Unifying the process to strip files with problematic copyright from upstream tarballs

Deleting Files using Files-Excluded field in debian/copyright

You can exclude files from a repackaged source tarball by adding a Files-Excluded: pattern field in the debian/copyright format (see also the proposition to update the specification in 685506). The pattern is searched using find -path.

As suggested in a discussion on devscripts-devel mailing list a more flexible implementation than in 685506 is proposed:

So the expression

would exclude

Example debian/copyright file:

Format: http://www.debian.org/doc/packaging-manuals/copyright-format/1.0/
Upstream-Name: Spread
Source: https://github.com/phylogeography/SPREAD/downloads
Files-Excluded:
    *.jar
    release/Mac
    release/Windows
    release/tools
    bin
    classes
    .git

(Please also read paragraph below Once we are start removing files below)

Once we are start removing files

The current implementation in the git repository from Andreas Tille does a bit more once repackaging becomes necessary:

Removing VCS cruft from tarball

When repackaging tar --exclude-vcs is used. Usually there is no point in having VCS metainformation in upstream tarballs. It should be depated in a separate thread whether this option should be used unconditionally but the current implementation is that way. So in the example above the specification of .git is redundant because it will be left out anyway.

Specifying better compression method

Rafael Laboissiere extracted a patch that was merged into the private repository of Andreas Tille and submitted a separate bug 730768 to deal with this enhancement.

You can specify a more reasonable compression method using uscan --repack-compression <compression>. You can use xz, bz2, gz, or lzma here. Current default is gz - the author is tempted to turn default to xz.

Considerations about debian/copyright pattern specification

The thread showed that understanding the format is quite difficult. Next revision should explicitely mention that a pattern ending with / or beginning with ./ will never match anything (688481).

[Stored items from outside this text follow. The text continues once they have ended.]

PR #1703, opened 2024-02-03
Update forensics wiki address

a3957273:


a3957273:
Note: This is being merged in without a corresponding peer review as these URLs now link to malicious sites.  I'll get someone to review it on Monday, just to make sure nothing is amiss.

src/core/Utils.mjs
```diff
@@ -892,6 +892,23 @@ class Utils {
     }
 
 
+    /**
+     * Converts a string to it's title case equivalent.
```
n1474335, line 896: Should be "its" rather than "it's"

n1474335 (commented):
Good changes :)

PR #1715, opened 2024-02-12
Rake

sw5678:
Rapid Keyword Extraction (RAKE) RAKE is a domain-independent keyword extraction algorithm in Natural Language Processing.

You pass in text and it will output phrases found in the text with their accompanying score in a csv format (So that it can be used with the To Table block).

Input:
Hello world. Hello

E.G.
Score: , Phrase:
3.5, hello world
1.5, hello

Couple of questions I am happy to address for this PR:
1. I have put this plugin in the Extract category. Would it be better in the Util category?
2. JS is not my main language so any pointers on how to improve my code would be appreciated
3. Not sure if this method is too intensive for CC


src/core/operations/RAKE.mjs
```diff
@@ -0,0 +1,149 @@
...
+                }
+            }
+            phrases.push(splitSent.slice(startIndex));
+        }
+
+        // remove empty phrases
+        phrases = phrases.filter(subArray => subArray.length > 0);
+
+        // Remove duplicate phrases
+        const uniquePhrases = [...new Set(phrases.map(function (phrase) {
```
a3957273, line 104: `cyberchef` provides the `.unique()` Array function (you use above), which might make this easier to read:

```javascript
const uniquePhrases = phrases.map(phrase => phrase.join(' ')).unique()
```

src/core/operations/RAKE.mjs
```diff
@@ -0,0 +1,149 @@
...
+            return phrase.join(" ");
+        }))];
+        phrases = uniquePhrases.map(function (phrase) {
```
a3957273, line 107: Nitpick: In general I'd prefer arrow functions to this:

```javascript
phrases = uniquePhrases.map((phrase) => phrase.spit(' '))
```

Here, I'm not wrapping with curly braces so that it returns the statement automatically.  Note: Arrow functions don't bind `this`, which means arrow functions aren't automatically a replacement everywhere.

```javascript
function x() {
  y = () => {
    console.log(this) // refers to 'x', not 'y'!
  }

  function z() {
    console.log(this) // refers to 'z'
  }

  y()
  z()
}
```

src/core/operations/RAKE.mjs
```diff
@@ -0,0 +1,149 @@
...
+            return phrase.split(" ");
+        });
+
+        // Generate word_degree_matrix and populate
+        const wordDegreeMatrix = Array.from(Array(tokens.length), _ => Array(tokens.length).fill(0));
```
a3957273, line 112: This is a neat (ab)use of the map function within `Array.from()`.  In general, I'd prefer the more obvious:

```javascript
const wordDegreeMatrix = Array(tokens.length).fill().map(() => Array(tokens.length).fill(0));
```

Just because it's more maintainable.

src/core/operations/RAKE.mjs
```diff
@@ -0,0 +1,149 @@
...
+        phrases.forEach(function (phrase) {
```
a3957273, line 113: `.forEach()` in JavaScript is one of those oddities where, to maintain backwards compatibility, it needs to actually fully call a function for every item in the loop.  This makes it incredibly slow (3x worse than a for loop!).  I normally wouldn't point out micro-optimisations like this, but this seems like the critical part of the RAKE algorithm that, at a guess, takes the longest.

image

source: https://leanylabs.com/blog/js-forEach-map-reduce-vs-for-for_of/

a3957273 (approved):

a3957273:
In general I'm not the strictest with code reviews.  If you're changing the core code, I'd expect it to be easy to maintain but with a ~100 line operator I'm mostly just wanting to make sure you've handled all the edge cases, it doesn't crash, the output is in a logical output, etc.

In general, this seems to manage that well 👍 .  I've added some comments all the same, just in case you want to get better at JavaScript.

Thanks for the contribution!

Issue #1718, opened 2024-02-13
Accessibility Audit for Keyboard Navigation, Screen Reader and High Zoom


g547315:
Aiming to improve the accessibility of CyberChef, an audit of keyboard navigation, screen reader use and high zoom levels has been conducted. 

The following areas for improvement have been identified.
Feedback welcome, with any feedback or suggestions on possible resolutions or additional issues, aim is to resolve these issues and any other accessibility issues identified.

### Keyboard Navigation

- Poor focus indication: Unclear navigation due to low contrast tab focus highlighting.
- Keyboard traps: Users get stuck in certain areas (e.g., input field) and cannot escape using keyboard.
- Inconsistent tabbing: Unclear and inconsistent tab flow, particularly for search, new input tab, and general navigation.
- Limited keyboard interaction: Inability to use arrow keys for basic navigation, access menus, reach tool tips, adjust input/output status, or explore top banner items.
- Missing interaction methods: Lack of keyboard alternative for drag-and-drop operations, selecting auto-bake settings, accessing output menu, and viewing output timer tool tips..
- Inaccessible documentation: Keyboard shortcut list exists but requires mouse access, this hinders discoverability.

### Screen Reader
-  Missing aria labels: Multiple components lack accessible labels, hindering screen reader users.
- Inconsistent button labels: Some buttons use confusing labels, including underscores for titles. Provide clear and concise descriptions for all buttons.

### High Zoom Levels (400%)
- Current solution fails to adequately address accessibility needs for low-vision users

PR #1727, opened 2024-02-20
Selection and Deselection of autobake checkbox using keyboard

j264415:
**Issue:**

https://github.com/gchq/CyberChef/issues/1718 - Accessibility Audit for Keyboard Navigation, Screen Reader and High Zoom

**As documented in this issue I am solving:**

- Selecting auto-bake settings

**Code changes:**

A keydown event listener was added to **ControlsWaiter.mjs** to replicate the mouse functionality.
It checks and uncheck's the auto-bake using the `Enter` or `Space` key.

**User-facing changes:**

Users can now select and deselect the auto-bake checkbox using the `Enter` or `Space` key

**Replication:**

- Navigate the web page using the Tab key till you get to auto-bake. 
- Press Enter or Space to select and deselect auto-bake checkbox.


src/web/waiters/ControlsWaiter.mjs
```diff
@@ -51,6 +51,18 @@ class ControlsWaiter {
         }
     }
 
+    /**
+     * Checks or unchecks the Auto Bake checkbox with "Enter"
+     * @param {Event} ev
+     */
+    autoBakeKeyboardHandler(ev) {
```
a3957273, line 58: Whilst this solves the problem, a more accessible solution might be to replace the `<span />` check implementation with a proper check input box?  That way, we would get accessibility by default.

a3957273 (changes requested):

src/web/waiters/ControlsWaiter.mjs
j264415: The change I have made adds the `enter` key. Also there is already a input checkbox there. 
The problem here is that when I use the space bar initially  without my changes , the focus ends up being stolen which the prevents me reverting that change.

PR #1732, opened 2024-02-21
Add DateTime Delta Operation

tomgond:
Adds DateTime Delta operations.
This allows to calculate a new DateTime given an input DateTime and the amount of time passed / before the input DateTime.
For example:
Input: 20/02/2024 13:36:00
Difference: +0.00:01:00
Output: 20/02/2024 13:37:00


a3957273:
I've gone back to this PR half a dozen times and, umming and erring as to whether to approve it or not.  The operator works (apart from a few linting issues caught by eslint).  The parsing of dates is normal and supports a wide variety of formats.

My issue is with the 'delta' argument.  It is _very_ brittle and needs to be in that specific format.  I wonder if we could replace it with a better format?  I can't find any great examples online to use.  The 'moment' library accepts partial times (e.g. 12:13:14) but parses them to the current day, which isn't useful.

I'm open to suggestions / opposition, but I don't think the current format is suitable.  Some options off the top of my head:

- A time period like "15 seconds", "23 minutes" is used by some libraries.
- Input seconds (e.g. 86400 for a day).
- Enter in a string and it's format (e.g. '00:10:22' and 'hh:mm:ss').

tomgond:
Hey, thanks for input. 
I understand what you are saying, the delta parameter is indeed quite specific, but I think it's the best way to represent this operation.
What if instead of delta being a string, I'll make a textbox for each time unit (one for days, hours, minutes, seconds, and if we add or substract time). That way it will be more obvious and less brittle, but still keeps the format.

If not, I'm open to implement other changes. Can you give an example of time period? can this be like "5 hours, 32 minutes and 3 seconds?"

a3957273:
I like your idea of separating out the time units into each individual text box!  That feels like a way better solution.  ❤️

a3957273:
Yell when this is ready to re-review :)

tomgond:
Hey, I think it's ready :)

a3957273 (approved):
Changed output format to HTML so that the 'FORMAT_EXAMPLES' string renders correctly.  Other than that, this looks really good.  Thanks for putting the effort into making this, I've wanted this precise operator before!

Screenshot 2024-04-02 at 21 28 16

PR #1741, opened 2024-02-28
Accessibility - Notify keyboard/screen reader user how to exit input field

e218736:
**Issue**
[Issue #1718](https://github.com/gchq/CyberChef/issues/1718)

This PR aims to solve some of the 'limited keyboard interaction' outlined in item 2 of **keyboard Navigation** in the issue linked above. E.g. Keyboard trap within input field - For a non mouse user tabbing through the page it may seem as though there is a keyboard trap when you reach the input field. Pressing Escape and then tab allows you to move on to the next tab-able element, however this may not be obvious and so instructional alert has been added if a user presses tab within the input field.

**Code changes:**
- Event listener and handler added to input field to visually alert users on how to exit the input field on first tab press 
-  visually-hidden notification appended to be announced by screen readers 
- Aria-hidden added to button that is being incorrectly read out by screen reader after alert

**User-facing changes:**
- Alert appears on first tab press within the input box with instructions to navigate away

**To replicate:**
- `Tab` to input field and enter text
- Press `Tab` again and expect to see an alert pop up with instruction to press escape
- Continue typing, press `Tab` again within the input field and expect the alert not to appear repetitively 
- Press `Escape` then `Tab`to exit the input field

- Refresh the page and repeat the above steps with a screen reader active and expect the same text that's within the alert to be announced on first tab press and not on subsequent

### DIFF
--- a/src/web/waiters/InputWaiter.mjs
+++ b/src/web/waiters/InputWaiter.mjs
@@ -91,7 +91,7 @@ class InputWaiter {
             lineWrapping: new Compartment,
             fileDetailsPanel: new Compartment
         };
-
+        localStorage.setItem("alerted", "no");
         const initialState = EditorState.create({
             doc: null,
             extensions: [
@@ -141,7 +141,7 @@ class InputWaiter {
                     if (e.docChanged && !this.silentInputChange)
                         this.inputChange(e);
                     this.silentInputChange = false;
-                })
+                }),
             ]
         });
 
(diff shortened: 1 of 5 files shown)


src/web/waiters/InputWaiter.mjs
```diff
@@ -91,7 +91,7 @@ class InputWaiter {
             lineWrapping: new Compartment,
             fileDetailsPanel: new Compartment
         };
-
+        localStorage.setItem("alerted", "no");
```
a3957273, line 94: Maybe best to change this to `this.alerted = 'no'` as opposed to using local storage.

a3957273:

Information for developers

TODO

Brackets in debian/copyright patterns should be escaped before being passed to find, as they are metacharacters for find but not in debian/copyright. Also, some shell metacharacters should be escaped (consider the "$(evil_command)" pattern). The actual unlink/rmdir actions should be echoed depending on command line options/environment/debug level. All this should be checked once both implementation have been merged.